Como você lida com as travas da escrita, como a procrastinação, o medo de não corresponder às expectativas e a ansiedade de trabalhar em projetos longos?
Paro de escrever quando ainda tenho o que dizer, assim saberei como continuar e ficarei trabalhando as ideias na cabeça,podendo assim melhorá-las. O medo é algo permanente no escritor. As dúvidas são necessárias, afinal se o escritor acha que já atingiu o máximo não evoluirá. Portanto esse é meu maior medo, não evoluir. Mas nem sempre um bom trabalho agrada ao público ou a crítica, às vezes agrada a um e não ao outro. O maior crítico do escritor deve ser ele mesmo.
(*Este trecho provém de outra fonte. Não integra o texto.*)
PR #411, opened 2026-05-01
feat(mobile): AndroidStorage + ContentUri routing (#392 PR-B)

### LINKED ISSUE #392: feat(mobile): #74.8 sandboxed vault storage (iOS Documents / Android scoped-storage)

herox215:
## Summary

Closes #392. PR-B of the two-PR slice. PR-A (#408, merged at `cf27f64`) landed `VaultStorage` + `VaultHandle::Posix` + `PosixStorage` with the T-02 path-traversal guard. PR-B is the substantive PR that **finally makes vault-open work on Android** — the user's "Vault unavailable" toast on every pick is fixed.

## What's in

- **`VaultHandle::ContentUri(String)`** arm gated `cfg(target_os = "android")`. `parse` short-circuits `content://` strings without filesystem I/O. `canonical_dedup_key` for `recent-vaults.json` dedup (strips trailing slash, lowercases authority — never use this URI to call into Android, only `as_str()` does). `expect_posix` panics with a grep target naming the migration story.
- **`AndroidStorage`** cfg-gated impl backed by extended `PickerPlugin.kt`. Per-method `validate_rel` defense in depth on top of SAF tree-URI scope. `metadata_path()` returns app-private scratch under `<getFilesDir()>/vaults/<sha256(uri)[..16]>/` so Tantivy and bookmarks live in real POSIX storage.
- **`PickerPlugin.kt`** gains 11 new `@Command`s: `takePersistableUriPermission`, `hasPersistedPermission`, `readFile`, `writeFile`, `createFile`, `createDir`, `deletePath`, `renamePath`, `metadata`, `listDir`, `pathExists`. `walkRel` helper walks `DocumentFile.fromTreeUri()` step-by-step; cross-parent rename uses `DocumentsContract.moveDocument`.
- **`open_vault`** forks early on the parsed handle. ContentUri branch: `hasPersistedPermission` check → `VaultPermissionRevoked` if false; idempotent `takePersistableUriPermission`; construct `AndroidStorage`; skip the desktop-only setup (fs_scope, watcher spawn, manifest reload, embeddings purge, Tantivy cold-start). Returns a stub `VaultInfo` (`file_count = 0`, empty `file_list`) — per-file index updates populate as the user navigates.
- **All 11 file commands** in `commands/files.rs` get Android branches that route through the storage trait. The desktop bodies are unchanged. `read_file`, `write_file`, `create_file`, `create_folder`, `rename_file`, `delete_file`, `move_file`, `get_file_hash`, `save_attachment`, `read_attachment_bytes`, `count_wiki_links` (returns 0).
- **Encryption layer** (`encryption/mod.rs`) — `maybe_decrypt_read` and `maybe_encrypt_write` get an explicit `ContentUri ⇒ passthrough` arm INSIDE the existing functions. Plain Android vaults flow through cleanly; encrypted folders fail-fast at every create/unlock entry with `EncryptionUnsupportedOnAndroid`.
- **Cfg-skip branches** in `links.rs` (`update_links_after_rename`, `get_resolved_attachments`), `tree.rs` (`list_directory` routes through `storage.list_dir`), `bookmarks.rs` (`metadata_path` for the JSON file), `templates.rs`/`snippets.rs` (return empty), `search.rs` (`rebuild_index` no-ops), `export.rs` (HTML export returns `PermissionDenied`), `vault.rs::merge_external_change_impl` (defensive guard).
- **Frontend re-pick UX** — `App.svelte::loadVault` catches `VaultPermissionRevoked` and re-fires `pickVaultFolder()` so the user re-grants without retyping.
- **`MOBILE_BUILD.md`** known-limitations section enumerates every Android skip with a tracked follow-up ticket title.

## Socrates v1 findings — all addressed

Plan v3 had real bugs that would have crashed the app on first Android use. Plan v4 addressed all 15. Recap:

1. ✅ Encryption passthrough lives **inside** existing `maybe_decrypt_read` / `maybe_encrypt_write` (Socrates' fix; my "sister functions" architecture was wrong).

Quando comecei a escrever Canto Escuro disse para mim mesmo que se não fosse meu melhor livro, eu não o publicaria. E de fato, quase não saiu. Diferente dos outros, que são agradáveis de ler, Canto Escuro tem um enredo denso e triste. Não diria difícil de ler, mas inquietante (o que me faz lembrar O casamento, livro de Nelson Rodrigues e, guardada as devidas proporções – pois jamais ousaria comparar-me ao mestre Graciliano Ramos – ao Angústia, um livro que não é para qualquer um ler, nem em qualquer momento). Portanto peço paciência aos leitores, mas não poderia deixar de expor toda a aflição vivida pelo personagem ao deparar-se em sua repartição com um suposto esquema de corrupção, sentir-se impotente diante dos fatos e descrente com o rumo dos acontecimentos. Paralelo a este processo, ele vê seu casamento ruir e sua vida perder o sentido.
Quantas vezes você revisa seus textos antes de sentir que eles estão prontos? Você mostra seus trabalhos para outras pessoas antes de publicá-los?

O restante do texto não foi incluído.